====== SOURCE RECORDS ======

PR #84, opened 2020-04-23
Code refactoring

kanika1894:
This will now support both local and remote template flow.
The flag : templateServiceEnabled is used for the same.
Also, as of now, random weights are added to the local templates, which can be changed later,


anuragc617:
Can you update your branch and fix the build issues.

src/configure/helper/templateHelper.ts
```diff
@@ -112,35 +139,50 @@ export async function analyzeRepoAndListAppropriatePipeline(repoPath: string, re
...
+    var localPipelineTemplatesPromise: Promise<LocalPipelineTemplate> = await this.analyzeRepoAndListAppropriatePipeline(repoPath, repositoryProvider, repoAnalysisParameters);
 
     let serviceClient = new TemplateServiceClient(azureSession.credentials);
-    templateResult = await serviceClient.getTemplates(repoAnalysisParameters);
-    templateResult = templateResult.sort((a, b) => {
-        if (a.templateWeight > b.templateWeight) { return 1; }
-        else { return -1; }
-    });
-    return templateResult;
+    var templateResultPromise = await serviceClient.getTemplates(repoAnalysisParameters);
```
anuragc617, line 151: getTemplates from TemplateService only if repoAnalysisParameters is not null and contains repositoryAnalysisApplicationSettingsList

src/configure/helper/templateHelper.ts
```diff
@@ -112,35 +139,50 @@ export async function analyzeRepoAndListAppropriatePipeline(repoPath: string, re
...
+
+    return Q.all([localPipelineTemplatesPromise, templateResultPromise])
```
anuragc617, line 153: We should add fallback logic to return local templates if we fail to get remote templates.

src/configure/configure.ts
```diff
@@ -408,98 +446,75 @@ class Orchestrator {
...
                     this.inputs.sourceRepository.repositoryProvider,
                     repoAnalysisResult,
                     this.inputs.pipelineConfiguration.params[constants.TargetResource])
             );
-        }
-        else {
-            appropriatePipelines = await vscode.window.withProgress(
+            appropriatePipelines = localPipelines;
+        } else {
+            repoAnalysisResult = {
```
bishal-pdMSFT, line 469: Why use a dummy result here? We now have repo analysis wired up. no?

src/configure/helper/templateHelper.ts
```diff
@@ -112,35 +139,50 @@ export async function analyzeRepoAndListAppropriatePipeline(repoPath: string, re
...
+                    workingDirectory: template.workingDirectory
+                };
+                pipelineTemplates.push(remoteTemplate);
+            });
+            // sorted by weight
+            pipelineTemplates = pipelineTemplates.sort((a, b) => {
+                if (a.templateWeight < b.templateWeight) { return 1; }
+                else { return -1; }
+            });
+            return pipelineTemplates.concat(localPipelineTemplates);
```
bishal-pdMSFT, line 173: Should we not filter out local templates if they  have same name?

src/configure/helper/templateHelper.ts
bishal-pdMSFT: +1

src/configure/configure.ts
```diff
@@ -408,98 +446,75 @@ class Orchestrator {
...
         extensionVariables.templateServiceEnabled = false;
+        var appropriatePipelines: PipelineTemplate[] = [];
 
-        let appropriatePipelines;
-        // TO:DO- Get applicable pipelines for the repo type and azure target type if target already selected
-
-        if (extensionVariables.templateServiceEnabled) {
-            repoAnalysisResult = null;
-            appropriatePipelines = await vscode.window.withProgress(
+        if (!extensionVariables.templateServiceEnabled) {
```
bishal-pdMSFT, line 458: is this condition sufficient? In case of Azure repos, we would still want to use local repo analysis and local templates.

bishal-pdMSFT: or may be this is right. So if I understand right, analyzeRepoAndListAppropriatePipeline2() merges both local template and remote templates, and hence for azure repos, it still will be able to list local azure pipeline templates. Similarly for AKS. Correct?

src/configure/configure.ts
```diff
@@ -408,98 +446,75 @@ class Orchestrator {
...
                     this.inputs.pipelineConfiguration.params[constants.TargetResource])
             );
+            appropriatePipelines = remotePipelines;
         }
 
+        let pipelineMap: Map<string, PipelineTemplate[]> = new Map();
+
+        appropriatePipelines.forEach(element => {
+            if (pipelineMap.has(element.label)) {
+                pipelineMap.get(element.label).push(element);
```
bishal-pdMSFT, line 495: Is the intention here is to merge local and remote templates? Two questions:
1. Why do we need to do that? If remote template with label exist, should we not ignore local template?
2. Even if we need this, should we not do this inside analyzeRepoAndListAppropriatePipeline2() as analyzeRepoAndListAppropriatePipeline does not return both type of templates?

src/configure/configure.ts
```diff
@@ -408,98 +446,75 @@ class Orchestrator {
...
         else {
-            if (extensionVariables.templateServiceEnabled) {
-                this.inputs.pipelineConfiguration.templateInfo = appropriatePipelines[0];
-            }
-            else {
-                this.inputs.pipelineConfiguration.template = appropriatePipelines[0];
-            }
+            this.inputs.potentialTemplates = pipelineMap.get(pipelineLabels[0]);
         }
+        this.inputs.pipelineConfiguration.template = this.inputs.potentialTemplates[0];
```
bishal-pdMSFT, line 517: Why should this be done here? Should it not be done when we are selecting template based on potential templates?

src/configure/configure.ts
```diff
@@ -511,13 +526,8 @@ class Orchestrator {
             //Get languageSettings (corresponding to language of selected settings) provided by RepoAnalysis
             await this.updateRepositoryAnalysisApplicationSettings(repoAnalysisResult);
         }
+        telemetryHelper.setTelemetry(TelemetryKeys.ChosenTemplate, this.inputs.pipelineConfiguration.template.label);
```
bishal-pdMSFT, line 529: this also

src/configure/configure.ts
```diff
@@ -124,46 +187,21 @@ class Orchestrator {
             await this.getAzureSession();
             await this.getGithubPatToken();
             await this.getSelectedPipeline();
+            if (!resourceNode) {
+                let selectedResource = await this.getAzureResource();
```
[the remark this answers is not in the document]
bishal-pdMSFT: I will Let Kanika reply here, but as per my understanding getAzureresource() internally takes care of that by throwing `Messages.setupAlreadyConfigured`

src/configure/configurers/AksAzureResourceSelector.ts
```diff
@@ -0,0 +1,12 @@
+import { GenericResource } from "azure-arm-resource/lib/resource/models";
+import { TargetResourceType } from "../model/models";
+import { IAzureResourceSelector } from "./IAzureResourceSelector";
+
+export class AksAzureResourceSelector implements IAzureResourceSelector {
+     async getAzureResource(inputs): Promise<GenericResource> {
+          return { type: TargetResourceType.AKS };
```
bishal-pdMSFT, line 7: I did not understand this. Should we not be showing list of AKS resources to user?

src/configure/configurers/IAzureResourceSelector.ts
```diff
@@ -0,0 +1,8 @@
+import { GenericResource } from "azure-arm-resource/lib/resource/models";
+
+export interface IAzureResourceSelector{
+
```
bishal-pdMSFT, line 4: remove unnecessary blank lines

src/configure/configurers/ResourceSelectorFactory.ts
```diff
@@ -0,0 +1,20 @@
+import { PipelineConfiguration, TargetResourceType } from "../model/models";
+import { AksAzureResourceSelector } from "./AksAzureResourceSelector";
+import { IAzureResourceSelector } from "./IAzureResourceSelector";
+import { WebAppAzureResourceSelector } from "./WebAppAzureResourceSelector";
+
+export class ResourceSelectorFactory {
+
+    public static getAzureResourceSelector(pipelineConfiguration: PipelineConfiguration): IAzureResourceSelector {
+        if (pipelineConfiguration.template.label === "Containerized application to AKS") {
```
bishal-pdMSFT, line 9: If I am not wrong, the template is not yet decided, then why depend on `pipelineConfiguration.template`? We should rather use `this.inputs.potentialTemplates`. No?

src/configure/configurers/AksAzureResourceSelector.ts
```diff
@@ -0,0 +1,12 @@
...
+
```
bishal-pdMSFT, line 8: Also, we are not checking whether a pipeline is already configured for a AKS resource (namespace?). Is that because we can always create a new pipeline targeting a new namespace? If yes, it sounds okay. But then do we never show browse experience for AKS ? @anuragc617 your thoughts

bishal-pdMSFT: BTW I am digressing here so this is a low priority comment.

src/configure/model/models.ts
```diff
@@ -35,6 +35,7 @@ export class WizardInputs {
     azureSession: AzureSession;
     subscriptionId: string;
     githubPATToken?: string;
+    potentialTemplates?: PipelineTemplate[];
```
bishal-pdMSFT, line 38: Why does it need to be a list of templates? It should just a `templateLabel`. And we should maintain a seprate templateMapper which maps a label to _n_ templates

src/configure/configure.ts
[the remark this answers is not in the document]
kanika1894: That's handled in WebAppResourceSelector.ts
```
     if (await appServiceClient.isScmTypeSet((<GenericResource>selectedResource.data).id)) {
               await openBrowseExperience((<GenericResource>selectedResource.data).id);
               throw new Error(Messages.setupAlreadyConfigured);
          }
```

src/configure/configure.ts
```diff
@@ -116,6 +116,69 @@ class Orchestrator {
...
+                if (shortlistedTemplates.length > 1) {
+                    inputs.pipelineConfiguration.template = shortlistedTemplates.find((template) => template.templateType === TemplateType.remote);
+                }
+                else {
+                    inputs.pipelineConfiguration.template = shortlistedTemplates[0];
+                }
+                break;
+
+            default:
+                let appServiceClient = new AppServiceClient(this.inputs.azureSession.credentials, this.inputs.azureSession.environment, this.inputs.azureSession.tenantId, this.inputs.subscriptionId);
```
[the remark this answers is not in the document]
kanika1894: removed

src/configure/configure.ts
```diff
@@ -124,46 +187,21 @@ class Orchestrator {
             await this.getAzureSession();
             await this.getGithubPatToken();
             await this.getSelectedPipeline();
+            if (!resourceNode) {
+                let selectedResource = await this.getAzureResource();
+                await this.selectTemplate(selectedResource, this.inputs);
```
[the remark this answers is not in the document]
kanika1894: updated

src/configure/configure.ts
```diff
@@ -116,6 +116,69 @@ class Orchestrator {
...
+                this.continueOrchestration = false;
+                return;
+            }
+            else {
+                throw err;
+            }
+        }
+    }
+
+    private async selectTemplate(resource: GenericResource, inputs: WizardInputs) {
```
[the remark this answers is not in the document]
kanika1894: But as we discussed, for AKS, a lot of things are done in the one function itself which is being called here

src/configure/model/templateModels.ts
```diff
@@ -1,26 +1,44 @@
...
+
+export interface PipelineTemplateMetadata {
+    templateId: string;
+    workingDirectory: string;
+    templateWeight: number;
+    templateDescription: string;
+    attributes: TemplateAttributes;
+}
+
+export interface RemotePipelineTemplate extends PipelineTemplate {
```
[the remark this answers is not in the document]
kanika1894: won't we able to get it from PipelineTemplate?
will replicating it in RemoteTemplate be the right way?

src/configure/model/templateModels.ts
```diff
@@ -1,26 +1,44 @@
-import { ExtendedPipelineTemplate } from "./Contracts";
 import { AzureConnectionType, ServiceConnectionType, TargetKind, TargetResourceType } from "./models";
 
+export enum TemplateType {
+    remote,
```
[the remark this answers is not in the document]
kanika1894: done

src/configure/helper/templateHelper.ts
```diff
@@ -41,11 +41,36 @@ export async function mergingRepoAnalysisResults(repoPath: string, repositoryPro
...
+
+export function getTargetType(template: PipelineTemplateMetadata) {
+    if (template.attributes.deployTarget.toLowerCase().includes("webapp")) {
+        return TargetResourceType.WebApp;
+    }
+    return TargetResourceType.None;
+}
+
+export function getTargetKind(template: PipelineTemplateMetadata) {
+
```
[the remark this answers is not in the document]
kanika1894: done

src/configure/helper/templateHelper.ts
```diff
@@ -41,11 +41,36 @@ export async function mergingRepoAnalysisResults(repoPath: string, repositoryPro
...
+    var targetKind: TargetKind;
+    if (template.attributes.deployTarget.toLowerCase().includes("container")) {
```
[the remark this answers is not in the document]
kanika1894: updated

src/configure/helper/templateHelper.ts
```diff
@@ -41,11 +41,36 @@ export async function mergingRepoAnalysisResults(repoPath: string, repositoryPro
     }
     return analysisResult;
 }
-export async function analyzeRepoAndListAppropriatePipeline(repoPath: string, repositoryProvider: RepositoryProvider, repoAnalysisParameters: RepositoryAnalysisParameters, targetResource?: GenericResource): Promise<PipelineTemplate[]> {
+
+export function getTargetType(template: PipelineTemplateMetadata) {
+    if (template.attributes.deployTarget.toLowerCase().includes("webapp")) {
```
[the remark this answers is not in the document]
kanika1894: updated

src/configure/helper/templateHelper.ts
kanika1894: updated

src/configure/helper/templateHelper.ts
kanika1894: Should I go back to the previous design where we will have a call made for local templates, and the condition of templateServiceEnabled will be used to determine whether we need to have a call for remote templates?

src/configure/helper/templateHelper.ts
kanika1894: At this stage, we aren't sure whether we'll proceed with local or remote template, as the user hasn't selected the webApp yet. So we are storing the potential templates as :

```
this.inputs.potentialTemplates = pipelineMap.get(selectedOption.label);
```

Once the user selects the webApp, will filter out the tenplates:

```
shortlistedTemplates = this.inputs.potentialTemplates.filter((template) => template.targetKind === resource.kind);
                if (shortlistedTemplates.length > 1) {
                    this.inputs.pipelineConfiguration.template = shortlistedTemplates.find((template) => template.templateType === TemplateType.REMOTE);
                }
```

src/configure/configure.ts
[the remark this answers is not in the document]
anuragc617: you are catching the exception in this.getAzureResource() and setting `this.continueOrchestration = false` but this variable is not checked here so it will continue to call selectTemplate() and then getAllPipelineTemplateInputs()

src/configure/configure.ts
kanika1894: The intention here is to have a list mapped by label, to have a dropdown with unique labels, in which the user will choose the template.
The local and remote filtering is done at a later stage, where the resource is selected.

src/configure/configure.ts
kanika1894: At this place we just actually get to know what will be the label of the template. The local/remote decision hasn't been taken yet.
But since we have to make a decision of AKS or webApp depending upon the template's label, that is why done this.

src/configure/configure.ts
kanika1894: The label gets decided and that's why we can store the telemetry as well.

src/configure/configurers/AksAzureResourceSelector.ts
anuragc617: @bishal-pdMSFT we don't show browse experience for AKS because we can always create a new pipeline even in the same namespace/ new namespace.

src/configure/model/templateModels.ts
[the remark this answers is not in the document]
anuragc617: We won't we able to get from PipelineTemplate. Yes replicate them to RemotTemplate, its right to have these properties there.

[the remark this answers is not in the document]
kanika1894: added

src/configure/helper/templateHelper.ts
```diff
@@ -112,35 +139,50 @@ export async function analyzeRepoAndListAppropriatePipeline(repoPath: string, re
...
-
 }
 
-export async function analyzeRepoAndListAppropriatePipeline2(azureSession: AzureSession, repoPath: string, repositoryProvider: RepositoryProvider, repoAnalysisParameters: RepositoryAnalysisParameters, targetResource?: GenericResource): Promise<PipelineTemplateMetadata[]> {
+export async function analyzeRepoAndListAppropriatePipeline2(azureSession: AzureSession, repoPath: string, repositoryProvider: RepositoryProvider, repoAnalysisParameters: RepositoryAnalysisParameters, targetResource?: GenericResource): Promise<PipelineTemplate[]> {
 
-    //TO:DO - Merge local repo analysis (Some changes in the definition of AnalysisResult required)
-    let templateResult: PipelineTemplateMetadata[] = [];
+    var pipelineTemplates: PipelineTemplate[] = [];
+    var localPipelineTemplatesPromise: Promise<LocalPipelineTemplate> = await this.analyzeRepoAndListAppropriatePipeline(repoPath, repositoryProvider, repoAnalysisParameters);
```
anuragc617, line 148: analyzeRepoAndListAppropriatePipeline returns Promise<LocalPipelineTemplate[]>, fix localPipelineTemplatesPromise type.

src/configure/helper/templateHelper.ts
anuragc617: @bishal-pdMSFT will templateService only return templates for github workflow? Are we planning to add AzurePipelines templates in template service?

src/configure/helper/templateHelper.ts
```diff
@@ -310,7 +338,9 @@ let azurePipelineTemplates: { [key in SupportedLanguage]: PipelineTemplate[] } =
                     "type": TemplateAssetType.AzureARMPublishProfileServiceConnection
                 }
             ],
-            azureConnectionType: AzureConnectionType.AzureRMPublishProfile
+            azureConnectionType: AzureConnectionType.AzureRMPublishProfile,
+            templateWeight: 123,
```
anuragc617, line 342: can you assign same weight for all localTemplates say -> 100. It will be easier in future if we need to change that.

src/configure/configure.ts
```diff
@@ -116,6 +116,69 @@ class Orchestrator {
...
+            case TargetResourceType.AKS:
+                let templateParameterHelper = new TemplateParameterHelper();
+                let template = this.inputs.potentialTemplates[0] as LocalPipelineTemplate;
+                inputs.pipelineConfiguration.template = this.inputs.potentialTemplates[0];
+                await templateParameterHelper.setParameters(template.parameters, inputs);
+                break;
+
+            case TargetResourceType.WebApp:
+                var shortlistedTemplates = [];
+                shortlistedTemplates = this.inputs.potentialTemplates.filter((template) => template.targetKind === resource.kind);
```
bishal-pdMSFT, line 148: template.targetKind can be null or empty as well

bishal-pdMSFT, line 148: I did not see code to merge windows and linux templates, then so we need to do this filtering here?

src/configure/configure.ts
```diff
@@ -116,6 +116,69 @@ class Orchestrator {
...
+                if (shortlistedTemplates.length > 1) {
+                    inputs.pipelineConfiguration.template = shortlistedTemplates.find((template) => template.templateType === TemplateType.remote);
```
bishal-pdMSFT, line 150: this can be undefined if no remote template is found. In such case may be use first element. Please handle such corner cases.

src/configure/configure.ts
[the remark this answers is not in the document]
bishal-pdMSFT: is this here for windows web app? By the way Nitin has started work to add templates in template service for windows web app. So, may be you can assume that both linux and windows web app flows will use remote templates. Will that help simplify the code?

src/configure/configure.ts
```diff
@@ -124,46 +187,21 @@ class Orchestrator {
...
+                await this.selectTemplate(selectedResource, this.inputs);
+            }
+            else {
+                await this.selectTemplate(resourceNode, this.inputs);
+            }
 
-
-            if (this.inputs.pipelineConfiguration.templateInfo) {
-                let extendedPipelineTemplate = await templateHelper.getTemplateParameteres(this.inputs.azureSession, this.inputs.pipelineConfiguration.templateInfo);
+            if (this.inputs.pipelineConfiguration.template.templateType === TemplateType.remote) {
```
bishal-pdMSFT, line 198: Move this to a separate function so that getInputs() function is pretty easy to understand. And you can move the logic for populating inputs for AKS flow to else part here

src/configure/configure.ts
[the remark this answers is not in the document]
kanika1894: The code is written in such a manner that if there are templates in both local and remote for same app, then remote one will be preferred.

```
  var shortlistedTemplates = [];
                shortlistedTemplates = this.inputs.potentialTemplates.filter((template) => template.targetKind === resource.kind);
                if (shortlistedTemplates.length > 1) {
                    this.inputs.pipelineConfiguration.template = shortlistedTemplates.find((template) => template.templateType === TemplateType.REMOTE);
                }
                else {
                    this.inputs.pipelineConfiguration.template = shortlistedTemplates[0];
                }
                break;
```

src/configure/configure.ts
kanika1894: yeah, now everything is in place, so have removed the dummy result

src/configure/configure.ts
kanika1894: Yes, analyzeRepoAndListAppropriatePipeline2() merges both local and remote templates.

src/configure/configurers/AksAzureResourceSelector.ts
kanika1894: For AKS, everything is done in a separate function called setParameters which we have reused as it is.  AKS resources dropdown is shown to the user while processing the predefined AKS template.

src/configure/configurers/ResourceSelectorFactory.ts
kanika1894: The label is decided. Potential templates will have all the labels having the same label.

src/configure/helper/templateHelper.ts
kanika1894: Code updated. Even if the call to remote templates fails due to any reason, it will still result the list of local templates.

src/configure/model/models.ts
kanika1894: The list of potential templates stores the templates (both local and remote as well as both linux/windows, depending upon the user selection of the template label). Later, when the user selects the resource, we decide the final template.

src/configure/helper/templateHelper.ts
kanika1894: umm.. let's decide the weights for the local templates, and I'll update all the templates at once?

src/configure/configure.ts
kanika1894: The potentialTemplates array is having merged templates = linux, windows and both local, remote. As this stage, we are deciding the template based on what resource did the user select(TargetKind) and what all were supported in the template service(TemplateType).

src/configure/configure.ts
kanika1894: yes, I guess this is a part of a separate PR by @anuragc617

src/configure/configure.ts
anuragc617: I think analyzeRepoAndListAppropriatePipeline2 will return the github remote templates + Azure local templates in case of azure repos.

kanika1894: Assuming that we'll be calling template service for github templates only, have added the check for repoProvider.

src/configure/helper/templateHelper.ts
kanika1894: updated

src/configure/configure.ts
kanika1894: For a web app scenario, for remote templates, we have defined targetKinds as follows :
```
export function getTargetKind(template: PipelineTemplateMetadata) {
    var targetKind: TargetKind;
    if (template.attributes.deployTarget.toLowerCase().includes("webapp")) {
        if (template.attributes.deployTarget.toLowerCase().includes("container")) {
            targetKind = TargetKind.LinuxContainerApp;
        } else if (template.attributes.deployTarget.toLowerCase().includes("linux")) {
            targetKind = TargetKind.LinuxApp;
        } else if (template.attributes.deployTarget.toLowerCase().includes("windows")) {
            targetKind = TargetKind.WindowsApp;
        }
    }
    else {
        targetKind = null;
    }
    return targetKind;
}
```

And for local templates, only "Build and Test Python Django App" has targetKind as null. Not sure if it will be a part of webApp scenario.

src/configure/configure.ts
kanika1894: Such case would occur if we have multiple local templates for the same targetKind and don't have any in the remote template. Please help me a bit in understanding this possibility.

src/configure/model/templateModels.ts
```diff
@@ -1,26 +1,44 @@
...
+    local
+}
 export interface PipelineTemplate {
-    path: string;
     label: string;
-    language: string;
+    templateWeight: number;
+    templateType: TemplateType;
```
bishal-pdMSFT, line 10: I missed to find where this type is being set. Can you please point me out?

src/configure/model/templateModels.ts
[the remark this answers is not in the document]
bishal-pdMSFT: @anuragc617 I have not yet seen your PR for finding working directory, but I want to tell one thing - you should use the working directory property, which is returned along with template id from template service, for the purpose of figuring our working directory rather than using template attributes.
The reason is that template service has already computed which applicationSetting can get deployed using what templates. And that information it is exposing by returning the working directory property. So we should use this instead of trying ourselves to co-relate between applicationSettings and templates.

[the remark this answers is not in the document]
bishal-pdMSFT: cc @tejasd1990

src/configure/helper/templateHelper.ts
bishal-pdMSFT: @anuragc617 right now there is no plan to add azure pipelines templates. But lets not take dependency on this as things might change

src/configure/helper/templateHelper.ts
bishal-pdMSFT: We will always use remote template over a local template with same name. This fact does not change even if specific template is selected only after webapp is selected

src/configure/configure.ts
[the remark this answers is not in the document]
kanika1894: added a check for ``` this.continueOrchestration ```

src/configure/configurers/IAzureResourceSelector.ts
kanika1894: done

src/configure/model/templateModels.ts
kanika1894: For local templates, it's defined in the template. For remote, we are setting it in templateHelper.ts.
```
export function getTargetType(template: PipelineTemplateMetadata) {
    if (template.attributes.deployTarget.toLowerCase().includes("webapp")) {
        return TargetResourceType.WebApp;
    } else if (template.attributes.deployTarget === "Azure:AKS") {
        return TargetResourceType.AKS;
    }
    return TargetResourceType.None;
}
```

src/configure/configure.ts
bishal-pdMSFT: The possibility is almost zero. But none the less it is good idea to handle such corner cases explicitly and log appropriate error messages. Otherwise the error message would be too cryptic to understand the root cause without debugging.

src/configure/configure.ts
bishal-pdMSFT: When I say merged for windows and linux, it means that we change the template label to hide windows and linux words from there.
This merge is different from merging of local and remote templates. May be we should call it something different to be clear. morphed templates??

src/configure/model/templateModels.ts
bishal-pdMSFT: My question was for templateType and not targetType

src/configure/configure.ts
bishal-pdMSFT: The label is a morphed label. it maps to more than one template. The template is decided only after web app is chosen. and that's where the telemetry should be set.

kanika1894: Updated

src/configure/helper/templateHelper.ts
kanika1894: Have updated the weights to 100

src/configure/configure.ts
```diff
@@ -116,54 +116,75 @@ class Orchestrator {
...
+                if (shortlistedTemplates.length > 1) {
+                    this.inputs.pipelineConfiguration.template = shortlistedTemplates.find((template) => template.templateType === TemplateType.REMOTE);
+                }
+                else {
+                    this.inputs.pipelineConfiguration.template = shortlistedTemplates[0];
+                }
+                break;
+
+            default:
+                throw new Error("Resource not supported");
```
bishal-pdMSFT, line 158: I think we define all error messages in a different file

src/configure/helper/templateHelper.ts
anuragc617: We can't filter local templates even if the name is same at this stage because local template can be for different kind of web App like windows and remote templates may not contain windows webapp tempates. We will get to know the webAppKind after the webApp selection.

src/configure/configurers/ResourceSelectorFactory.ts
```diff
@@ -0,0 +1,18 @@
...
+export class ResourceSelectorFactory {
+
+    public static getAzureResourceSelector(targetType: TargetResourceType): IAzureResourceSelector {
+        switch (targetType) {
+            case TargetResourceType.WebApp:
+                return new WebAppAzureResourceSelector();
+            case TargetResourceType.AKS:
+                return new AksAzureResourceSelector();
+            default:
+                throw new Error("Not supported");
```
anuragc617, line 15: define proper error message in Message.ts and use it here.

src/configure/helper/templateHelper.ts
```diff
@@ -18,9 +18,9 @@ export async function mergingRepoAnalysisResults(repoPath: string, repositoryPro
     let analysisResult = localRepoAnalysisResult;
 
     //If Repo analysis fails then we'll go with the basic existing analysis
-    if (repositoryProvider === RepositoryProvider.Github && !!repoAnalysisParameters && !!repoAnalysisParameters.repositoryAnalysisApplicationSettingsList) {
+    if (repositoryProvider === RepositoryProvider.Github && !!repoAnalysisParameters && !!repoAnalysisParameters.analysisApplicationSettingsList) {
```
anuragc617, line 21: it should be applicationSettingsList not analysisApplicationSettingsList.

src/configure/helper/templateHelper.ts
```diff
@@ -41,11 +41,42 @@ export async function mergingRepoAnalysisResults(repoPath: string, repositoryPro
     }
     return analysisResult;
 }
-export async function analyzeRepoAndListAppropriatePipeline(repoPath: string, repositoryProvider: RepositoryProvider, repoAnalysisParameters: RepositoryAnalysisParameters, targetResource?: GenericResource): Promise<PipelineTemplate[]> {
+
+export function getTargetType(template: PipelineTemplateMetadata) {
```
anuragc617, line 45: add return type.

src/configure/helper/templateHelper.ts
```diff
@@ -41,11 +41,42 @@ export async function mergingRepoAnalysisResults(repoPath: string, repositoryPro
...
+    if (template.attributes.deployTarget.toLowerCase().includes("webapp")) {
+        return TargetResourceType.WebApp;
+    } else if (template.attributes.deployTarget === "Azure:AKS") {
+        return TargetResourceType.AKS;
+    }
+    return TargetResourceType.None;
+}
+
+export function getTargetKind(template: PipelineTemplateMetadata) {
```
anuragc617, line 54: add return type of function here as well.

src/configure/model/models.ts
```diff
@@ -35,10 +35,11 @@ export class WizardInputs {
...
 }
 
 export class RepositoryAnalysisParameters {
-    repositoryAnalysisApplicationSettingsList: RepositoryAnalysisApplicationSettings[];
+    analysisApplicationSettingsList: RepositoryAnalysisApplicationSettings[];
```
anuragc617, line 42: it should be applicationSettingsList.

src/configure/model/templateModels.ts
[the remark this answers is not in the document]
anuragc617: @bishal-pdMSFT template's working directory can match to multiple repositoryAnalysisSettings workingDirectory. So to narrow down more on repositoryAnalysisSetting, filtering should be done on templates deployTarget, buildTarget  and language attributes.

src/configure/configure.ts
kanika1894: Since discussed on call, resolving it

src/configure/configure.ts
kanika1894: Added the required check

src/configure/configure.ts
kanika1894: done

src/configure/configurers/ResourceSelectorFactory.ts
kanika1894: updated

src/configure/helper/templateHelper.ts
kanika1894: updated

src/configure/helper/templateHelper.ts
kanika1894: added

src/configure/helper/templateHelper.ts
kanika1894: added

src/configure/model/models.ts
kanika1894: updated

src/configure/configure.ts
```diff
@@ -116,54 +116,75 @@ class Orchestrator {
...
         if (this.continueOrchestration) {
             await this.getSourceRepositoryDetails();
             await this.getAzureSession();
             await this.getGithubPatToken();
-            await this.getSelectedPipeline();
-
+            var targetType = await this.getSelectedPipeline();
+            if (!resourceNode) {
+                let selectedResource = await this.getAzureResource(targetType);
+                if (!!selectedResource && this.continueOrchestration) {
```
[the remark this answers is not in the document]
kanika1894: updated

======

--- TASK TO CARRY OUT ---
In the entries above, find each line containing the string "PipelineTemplateMetadata" and copy it.

--- REPLY TO THE EXERCISE ---
+export interface PipelineTemplateMetadata {
+export function getTargetType(template: PipelineTemplateMetadata) {
+export function getTargetKind(template: PipelineTemplateMetadata) {
+export function getTargetType(template: PipelineTemplateMetadata) {
-export async function analyzeRepoAndListAppropriatePipeline2(azureSession: AzureSession, repoPath: string, repositoryProvider: RepositoryProvider, repoAnalysisParameters: RepositoryAnalysisParameters, targetResource?: GenericResource): Promise<PipelineTemplateMetadata[]> {
-    let templateResult: PipelineTemplateMetadata[] = [];
export function getTargetKind(template: PipelineTemplateMetadata) {
export function getTargetType(template: PipelineTemplateMetadata) {
+export function getTargetType(template: PipelineTemplateMetadata) {
+export function getTargetKind(template: PipelineTemplateMetadata) {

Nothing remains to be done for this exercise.